__TASK DIRECTIONS__
Exactly the lines from the beginning of the material to the line with "## Checklist" are to be repeated, both ends included.
━━━━━━━━━━━━━━━━
PR #12441, opened 2026-07-26
macOS: Fix semaphore leaks

def-:
Annoying when testing crashes on macOS, because `sphore_destroy` wouldn't run, and the semaphore leaks. At some point my system was out of semaphores.

## Checklist

As with all of my changes, written by Claude Code (Opus 5 and Fable 5), reviewed and manually edited by me. (Do I have to keep writing that or can we just assume that's the case for each PR I'll open? If it's not pre-reviewed by me yet I make it a draft or say so explicitly.)

### DIFF
--- a/src/base/sphore.cpp
+++ b/src/base/sphore.cpp
@@ -11,6 +11,7 @@
 #include <limits>
 #elif defined(CONF_PLATFORM_MACOS)
 #include "process.h"
+#include "secure.h"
━━━━━━━━━━━━━━━━
__RESULT FOR THIS TASK__
PR #12441, opened 2026-07-26
macOS: Fix semaphore leaks

def-:
Annoying when testing crashes on macOS, because `sphore_destroy` wouldn't run, and the semaphore leaks. At some point my system was out of semaphores.

## Checklist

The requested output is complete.